Covid locking out growth
The economy could contract more than 50% in the second quarter as a result of the lockdown and many economists still expect a full-year contraction of as much as 10%, despite first-quarter numbers that were not as bad as expected.
This comes as Business for SA (B4SA) readies to publish a comprehensive economic recovery plan, which it previewed this week with President Cyril Ramaphosa.
B4SA, the umbrella body that has led business's response to the Covid crisis, has repeatedly warned that the pandemic has made reforms to boost growth even more pressing, urging the government to work with the private sector to put immediate measures in place to enable investment and create jobs.
Presidency spokesperson Khusela Diko confirmed on Friday that B4SA had met the president and a number of economic-cluster ministers.
GDP figures released this week by Stats SA show SA's economy contracted 2% in the first quarter. This was better than economists' consensus forecast of about 4%, thanks mainly to a bounce in agriculture, but it was the third negative quarter in a row for the first time since the global financial crisis of 2007/2008.
SA hasn't experienced four consecutive negative quarters since it began compiling official national accounts (GDP) statistics in 1946.
With the economy all but shut down in April and reopening only gradually in May and June, economists can only guess how bad the second-quarter numbers will be - and to what extent the economy can recover in the second half.
Even Reserve Bank and National Treasury forecasts of a 7% contraction for the year imply a 30% contraction in the second quarter, but Absa economists Miyelani Maluleke and Peter Worthington expect worse, with a 50% slide in the second quarter and a full-year contraction of 8.9% or more.
Matrix Fund Managers strategist Carmen Nel says it is still unclear how much the demand side of the economy has been hit by consumers losing income and changing their behaviour in the face of the pandemic, and how much the supply side has been affected by disruptions to supply chains.
There is also the risk of a second wave of coronavirus infections hitting SA's trading partners and exports later in the year, she says.
Economists note that the most concerning figure in the GDP numbers is the 20.5% contraction in investment spending, which has been positive for just four quarters in the past four years, reflecting very weak business confidence and policy uncertainty.
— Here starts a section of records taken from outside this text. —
PR #541, opened 2020-08-24
[12.0][IMP] - Different payment mode for contracts generated from sale orders

sbejaoui:
New option allow to set different payment mode for the contracts generated from the sale order than the one will be used for invoices.

### DIFF
--- a/contract_sale_payment_mode/models/res_company.py
+++ b/contract_sale_payment_mode/models/res_company.py
@@ -1,0 +1,13 @@
+# Copyright 2020 ACSONE SA/NV
+# License AGPL-3.0 or later (http://www.gnu.org/licenses/agpl).
+
+from odoo import fields, models
+
+
+class ResCompany(models.Model):
+
+    _inherit = 'res.company'
+
+    specific_contract_payment_mode = fields.Boolean(
+        string="Specific payment mode for contracts created from sale orders"
+    )
--- a/contract_sale_payment_mode/models/sale_order.py
+++ b/contract_sale_payment_mode/models/sale_order.py
@@ -1,16 +1,43 @@
 # Copyright 2019 ACSONE SA/NV
+# Copyright 2020 ACSONE SA/NV
 # License AGPL-3.0 or later (http://www.gnu.org/licenses/agpl).
 
-from odoo import api, models
+from odoo import api, fields, models
 
 
 class SaleOrder(models.Model):
     _inherit = 'sale.order'
+
+    contract_payment_mode_id = fields.Many2one(
+        comodel_name='account.payment.mode',
+        string='Contract Payment Mode',
+        domain=[('payment_type', '=', 'inbound')],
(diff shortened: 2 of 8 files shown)


gva-acsone (approved):
LGTM Functional test

contract_sale_payment_mode/models/sale_order.py
```diff
@@ -1,16 +1,43 @@
...
     @api.multi
     def _prepare_contract_value(self, contract_template):
         self.ensure_one()
         vals = super(SaleOrder, self)._prepare_contract_value(
             contract_template)
-        vals['payment_mode_id'] = self.payment_mode_id.id
+        if self.specific_contract_payment_mode:
+            vals['payment_mode_id'] = self.contract_payment_mode_id.id
+        else:
+            vals['payment_mode_id'] = self.payment_mode_id.id
```
nikul-serpentcs, line 42: @sbejaoui your Code is not wrong but IMO use like this
`vals.update({'payment_mode_id': self.contract_payment_mode_id.id if self.specific_contract_payment_mode else self.payment_mode_id.id})`

sbejaoui:
cc/ @len-foss

contract_sale_payment_mode/models/res_company.py
```diff
@@ -0,0 +1,14 @@
...
+from odoo import fields, models
+
+
+class ResCompany(models.Model):
+
+    _inherit = 'res.company'
+
+    specific_contract_payment_mode = fields.Boolean(
+        string="Different payment mode for contracts generated from sale "
+        "orders"
```
len-foss: Oh come on you can't leave that word orphaned like this.
Besides that, maybe add a bit more verbose help message? 
(that also applies below for the other fields).

contract_sale_payment_mode/models/sale_order.py
len-foss: Outside of Odoo, it's generally frowned upon to have 300+ character long lines of code.

contract_sale_payment_mode/models/sale_order.py
```diff
@@ -1,16 +1,43 @@
...
 class SaleOrder(models.Model):
     _inherit = 'sale.order'
 
+    contract_payment_mode_id = fields.Many2one(
+        comodel_name='account.payment.mode',
+        string='Contract Payment Mode',
+        domain=[('payment_type', '=', 'inbound')],
+        index=True,
+    )
+    specific_contract_payment_mode = fields.Boolean(
```
len-foss, line 17: I don't think adding this field is necessary?

len-foss (approved):
LGTM with a few minor comments.

contract_sale_payment_mode/models/sale_order.py
sbejaoui: it's used for the new field visibility in SO form view

PR #543, opened 2020-08-25
[IMP] agreement_serviceprofile (Copy True)

patrickrwilson:
Service profiles should be copied when an agreement is created from a template or when duplicating from another agreement. This adds copy=True to the field.


patrickrwilson:
ping @max3903 @osi-scampbell

max3903 (approved):

bodedra (approved):

osi-scampbell (approved):

PR #544, opened 2020-08-26
[12.0][IMP] - use next period computed fields to init forecast

sbejaoui:
after the add of computed fields for next invoicing period, it's more efficient to use them to init the forecast generation.

### DIFF
--- a/contract_forecast/models/contract_line.py
+++ b/contract_forecast/models/contract_line.py
@@ -58,8 +58,8 @@ class ContractLine(models.Model):
         if not self.date_end or self.is_auto_renew:
             return period_date_end < contract_forecast_end_date
         return (
-            period_date_end < self.date_end
-            and period_date_end < contract_forecast_end_date
+            period_date_end <= self.date_end
+            and period_date_end <= contract_forecast_end_date
         )
 
     @api.multi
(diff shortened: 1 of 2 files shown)


bodedra (approved):
LG :+1:

sbejaoui:
@gva-acsone

sbejaoui:
cc/ @len-foss

contract_forecast/models/contract_line.py
```diff
@@ -69,18 +69,24 @@ def _generate_forecast_periods(self):
...
                 max_date_end = rec.date_end if not rec.is_auto_renew else False
                 while (
                     period_date_end
                     and rec._get_generate_forecast_periods_criteria(
                         period_date_end
                     )
                 ):
+                    if period_date_end and recurring_next_date:
+                        values.append(
+                            rec._prepare_contract_line_forecast_period(
```
len-foss: In general it's a bit awkward to have indented nested call like this compared to 
```
new_value = rec._prepare_contract_line_forecast_period(...)
values.append(new_value)
```
(and you win one line). But it's really a trivial detail.

len-foss (approved):
LGTM (is it really an IMP and not a REF?)

marcelsavegnago (approved):
LGTM

PR #558, opened 2020-10-21
[13.0][MIG] contract_payment_mode: Migration to 13.0

willer-mo:
Migration to 13.0

* [x] Depends on https://github.com/OCA/contract/pull/533


sbejaoui:
Please rebase, #533 was merged

contract_payment_mode/models/contract.py
```diff
@@ -0,0 +1,27 @@
...
+
+    def _prepare_invoice(self, date_invoice, journal=None):
+        res = super(ContractContract, self)._prepare_invoice(
+            date_invoice=date_invoice, journal=journal
+        )
+        invoice_vals = res[0]
+        if self.payment_mode_id:
+            invoice_vals["payment_mode_id"] = self.payment_mode_id.id
+            invoice = self.env["account.move"].new(invoice_vals)
+            invoice_vals = invoice._convert_to_write(invoice._cache)
```
sbejaoui: @pedrobaeza come with the idea to use Form test class to trigger the onchanges. Can you do the same here.

Please check

https://github.com/OCA/contract/blob/6177f9de43a7acd26bca05e7dc905f7c9622f07a/contract/models/contract.py#L322-L344

sbejaoui (dismissed):

contract_payment_mode/models/contract.py
pedrobaeza: Yes, the idea is to reuse `move_form` variable if needed to perform changes with onchanges, or directly inject in `invoice_vals` any value in the dictionary. That way, you have the flexibility of using any of this mechanism, but you should respect at least the expected return value.

willer-mo: Although onchanges won't be executed this way, I have done it injecting it in `invoice_vals`.

contract_payment_mode/models/contract.py
```diff
@@ -15,28 +15,11 @@ class ContractContract(models.Model):
     def on_change_partner_id(self):
         self.payment_mode_id = self.partner_id.customer_payment_mode_id.id
 
-    @api.multi
     def _prepare_invoice(self, date_invoice, journal=None):
-        invoice_vals = super(ContractContract, self)._prepare_invoice(
+        res = super(ContractContract, self)._prepare_invoice(
```
CarlosRoca13: This is not necessary in python3 when using the same class and self field
```suggestion
        res = super()._prepare_invoice(
```

contract_payment_mode/tests/test_contract_payment.py
```diff
@@ -15,7 +15,7 @@ def setUp(self):
         super(TestContractPaymentInit, self).setUp()
```
CarlosRoca13:
```suggestion
        super().setUp()
```

CarlosRoca13 (approved):
Just non blocking comments... I think that you will be a contributor of this module too. You can add youself to CONTRIBUTORS.rst and run the oca-gen-addon-readme

contract_payment_mode/models/contract.py
pedrobaeza: Please unfold directly the returned variables:
```suggestion
        invoice_vals, move_form = super()._prepare_invoice(
```
and then do:
```python
return invoice_vals, move_form
```

willer-mo: Ok, I have applied these changes :+1:

pedrobaeza (approved):

PR #567, opened 2020-10-27
[13.0] [MIG] contract_variable_quantity: Migration to v13.0

CarlosRoca13:
cc @Tecnativa TT20652

Please @pedrobaeza @ernestotejeda, can you review this?


sbejaoui (approved):
LGTM, (code review)

Thank you

contract_variable_quantity/models/contract.py
```diff
@@ -13,3 +13,13 @@ class ContractContract(models.Model):
         string="Skip Zero Qty Lines",
         help="If checked, contract lines with 0 qty don't create invoice line",
     )
+
+    def _prepare_recurring_invoices_values(self, date_ref=False):
+        vals = super()._prepare_recurring_invoices_values(date_ref=date_ref)
```
pedrobaeza: I don't get why are you doing this, but it seems very incorrect, as this module only operates in the quantity field of the invoice line, not on invoice header.

pedrobaeza (changes requested):

contract_variable_quantity/models/contract.py
CarlosRoca13: I do it because when `_prepare_invoice_line` return `vals` as `{}`. This method create a line on the contract, I do it for avoid this line creation. Based on test, I think that's the original scope...

CarlosRoca13:
@pedrobaeza Chage done!

pedrobaeza (approved):

PR #569, opened 2020-10-30
[12.0] Removing group_by if this is in context.

Lopsanz:
I think there's a trouble with tree-form-tree context  that is not being to be solved by Odoo.
So with this change I prevent error.

### DIFF
--- a/contract_sale_generation/__manifest__.py
+++ b/contract_sale_generation/__manifest__.py
@@ -5,7 +5,7 @@
 
 {
     'name': 'Contracts Management - Recurring Sales',
-    'version': '12.0.1.0.1',
+    'version': '12.0.1.0.2',
     'category': 'Contract Management',
     'license': 'AGPL-3',
     'author': "PESOL, "


pedrobaeza (approved):

contract/models/res_partner.py
```diff
@@ -46,14 +46,15 @@ def act_show_contract(self):
...
-        )
+        t_context = dict(
+            self.env.context,
+            search_default_partner_id=self.id,
+            default_partner_id=self.id,
+            default_pricelist_id=self.property_product_pricelist.id,
+            )
+        if 'group_by' in t_context:
+            del t_context['group_by']
+        res.update(context=t_context)
```
len-foss: You can gain a few lines:

```suggestion
action_context = {k: v for k, v in self.env.context if k != "groupby"}
action_context["search_default_partner_id"] = self.id
action_context["default_partner_id"] = self.id
action_context["default_pricelist_id"] = self.property_product_pricelist.id

res["context"] = action_context  
```
(or you could simply use `t_context.pop('group_by', None)`).
Anyway, LGTM.

len-foss (approved):

sbejaoui:

Lopsanz:
Me and git commands aren't finally friends. So... can anybody take these changes in his own PR??

PR #571, opened 2020-11-04
[13.0][FIX] contract: Only include 'section_and_note_one2many' js widget in view fields that contain it

victoralmau:
Now in contract list in runbot appear an error like this

contract-js-error

This error is related to include .js related to widget `section_and_note_one2many` in any places BUT it's only need to load when some fields that contain it show.

This error **NOT** appear in V12.

Please @pedrobaeza and @Tardo  review it

@Tecnativa TT26617

### DIFF
--- a/contract/static/src/js/section_and_note_fields_backend.js
+++ b/contract/static/src/js/section_and_note_fields_backend.js
@@ -11,6 +11,7 @@ this can be applied directly to Odoo*/
 odoo.define("contract.section_and_note_backend", function(require) {
     "use strict";
 
+    require("account.section_and_note_backend");
     var fieldRegistry = require("web.field_registry");
     var section_and_note_one2many = fieldRegistry.get("section_and_note_one2many");
 


contract/static/src/js/section_and_note_fields_backend.js
```diff
@@ -13,26 +13,27 @@ odoo.define("contract.section_and_note_backend", function(require) {
```
Tardo, line 13: I think that this issue happens because the script is loading before that the main widget script.

This change should fix it... with this you ensure that the main widget script is loaded:
```suggestion
require('account.section_and_note_backend');
```

Tardo (changes requested):

contract/static/src/js/section_and_note_fields_backend.js
victoralmau: Thanks, I have changed it with your suggestion, is it correct now?

pedrobaeza (approved):

Tardo (approved):

PR #573, opened 2020-11-06
[12.0][Fix] Recurring config missing on order line with product configurator

Martronic-SA:
The fields recurring_rule_type and recurring_invoicing_type are not present in the sale order form in lines tree view, so they are not set when creating a sales order line from the product configurator.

With the rand beingNeville Mandimika
reasonably count on
Meanwhile, the Absa purchasing managers' index for June showed conditions in manufacturing continued to improve after much of the sector came to a near standstill in April and resumed only limited production in May.
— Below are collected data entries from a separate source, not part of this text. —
PR #574, opened 2020-11-10
[IMP] product_contract: manage contracts at variant level, enforce contract field

len-foss:
There are two improvements here:
(1) allow to manage contract template per variant. The one set on the template is the default for the variants.
(2) add a constraint to enforce a contract template for products that are contracts

The point (2) is managed through a (company) settings which defaults to False, as to not break existing installs.

### DIFF
--- a/product_contract/migrations/12.0.6.0.0/pre-migration.py
+++ b/product_contract/migrations/12.0.6.0.0/pre-migration.py
@@ -1,0 +1,18 @@
+# Copyright 2020 ACSONE SA/NV.
+# License AGPL-3.0 or later (http://www.gnu.org/licenses/agpl).
+
+from openupgradelib import openupgrade
+
+
+@openupgrade.migrate()
+def migrate(env, version):
+    """Copy the product template contract on their variants."""
+    contract_key = "property_contract_template_id"  # TODO: check that mig (do in SQL?)
+
+    for company in env["res.company"].with_context(active_test=False).search([]):
+        company_env = env["product.template"].with_context(
+            force_company=company.id, active_test=False
+        )
+        templates = company_env.search([(contract_key, "!=", False)])
+        for template in templates:
+            template.variant_ids.write({contract_key: template[contract_key].id})
--- a/product_contract/models/product_product.py
+++ b/product_contract/models/product_product.py
@@ -1,0 +1,56 @@
+# Copyright 2020 ACSONE SA/NV.
+# License AGPL-3.0 or later (http://www.gnu.org/licenses/agpl.html).
+
+from odoo import _, api, fields, models
+from odoo.exceptions import ValidationError
+
+
+class ProductProduct(models.Model):
+    """Adds the possibility to override the template contract at variant level."""
+
+    _inherit = "product.product"
+
+    property_contract_template_id = fields.Many2one(
+        comodel_name="contract.template",
+        string="Contract Template",
+        company_dependent=True,
+    )
+
+    def _format_names_for_constraint_message(self, limit=None):
+        exceeds = limit and len(self) > limit
+        to_format = self[:limit] if exceeds else self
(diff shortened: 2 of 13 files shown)


len-foss:
@sbejaoui Hi! As a resident expert on this module, could you give your opinion on this? Thanks in advance!

sbejaoui:
Hi @len-foss ,

Thank you for this PR. I am completely ok to move all contract fields from the product template to the variant level. It's an improvement to cover the use-case where two variants have different recurrence options.

My first thoughts are:
- Yes we need a company option to decide whether this field is required or not.
- We may need a constraint to refuse `property_contract_template_id` if it's not a contract.

product_contract/models/product_product.py
```diff
@@ -0,0 +1,34 @@
+# Copyright 2017 LasLabs Inc.
```
sbejaoui, line 1:
```suggestion+1
# Copyright 2020 ACSONE SA/NV.
```

product_contract/models/product_product.py
```diff
@@ -0,0 +1,34 @@
...
+# Copyright 2018 ACSONE SA/NV.
```
sbejaoui:
```suggestion
# Copyright 2020 ACSONE SA/NV.
```

len-foss:
Thank you @sbejaoui 
I have implemented the constraints both ways, one way being dependent on the company settings (which I think is what you meant).
Diff is a tad larger than it should be because of pre-commit though.

Besides checking the migration, I think everything is essentially done here.

sbejaoui:
@len-foss , pre-commit and black were introduced in >= 13.0 oca branches. IMO, it's better to keep it that way and minimize the diff in this PR avoiding useless conflict for other open PRs.

len-foss:
It's true that there are a lot of open PRs, I'll go through everything to minimize the diff then.

product_contract/models/product_product.py
```diff
@@ -0,0 +1,56 @@
...
+
+    _inherit = "product.product"
+
+    property_contract_template_id = fields.Many2one(
+        comodel_name="contract.template",
+        string="Contract Template",
+        company_dependent=True,
+    )
+
+    def _format_names(self, limit=None):
```
sbejaoui:
```suggestion
    def _format_names_for_constraint_message(self, limit=None):
```
Just for code readability and to be confused with variant display name methods

sbejaoui (approved):
Looks good, thank you. Just a small suggestion

sbejaoui:

product_contract/migrations/12.0.6.0.0/pre-migration.py
```diff
@@ -0,0 +1,18 @@
...
+
+from openupgradelib import openupgrade
+
+
+@openupgrade.migrate()
+def migrate(env, version):
+    """Copy the product template contract on their variants."""
+    contract_key = "property_contract_template_id"  # TODO: check that mig (do in SQL?)
+
+    for company in env["res.company"].with_context(active_test=False).search([]):
```
lmignon, line 12: IMO we should avoid the use of the ORM.... but  The query could be a little bit tricky to write for company dependent fields

lmignon (approved):
LGTM (code review)

len-foss:
I'll test a migration before merge.

len-foss:
Based on my current understanding, the approach is seriously flawed at best, unworkable at worst.
It was based on the understanding that "contract attributes" were on the contract template, while they are on the product themselves. 
While transferring all the contract fields at the variant is possible (it would make the proposed code _slightly more horrible_), it would not even completely align with our requirements. 
So I think this would be better suited in a deeper refactoring, and not suitable in its current state.

Some parts could be salvaged though (constraint checking) but it does not look necessary for now.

This week's data on the economy came as the rand broke through R17/$. The currency is now significantly stronger than in March when the Covid crisis took hold, but still weaker than the R14.50 at which it began the year. It has been helped by the resumption of capital inflows to emerging markets, with quantitative easing in major economies sending a wash of liquidity into risk assets in search of higher yields.
The rand was also briefly boosted this week by news of a first-quarter surplus in the current account of SA's balance of payments, for the first time in 17 years.
And the Institute for International Finance (IIF) said in a note on SA this week that its daily portfolio capital flows tracker indicated that nonresident investors had made modest net purchases of domestic bonds since late May, following substantial net sales from March to mid-May.
Nolan Wapenaar, co-chief investment officer at Anchor Capital, says the rand has been oversold and has been pulling back towards its fair value of about R15. He expects a "next leg" of the recovery in three to four months as the US economy strengthens.
However, Rand Merchant Bank, which this week released its latest "milk index", reckons the rand is now trading at close to its fair value of about R17.36/$. The milk index, which compares the price of milk in African countries to gauge whether currencies are undervalued or overvalued, is similar to The Economist magazine's Big Mac index of currencies.
"The advantage of being close to fair value is that there is no economic pressure on the currency to weaken . or strengthen . So economic players can reasonably count on some stability," said RMB economist Neville Mandimika.
The IIF said sustained, further nonresident purchases would help lower long bond yields and support the rand. But "for foreign investor interest in South African assets to remain over the medium term, the government will need to deliver a credible fiscal consolidation plan in the October MTBPS [medium-term budget policy statement]".
Matrix Fund Managers' Nel says as long as the economy is not fundamentally competitive, the only way it can compete is with a weak rand.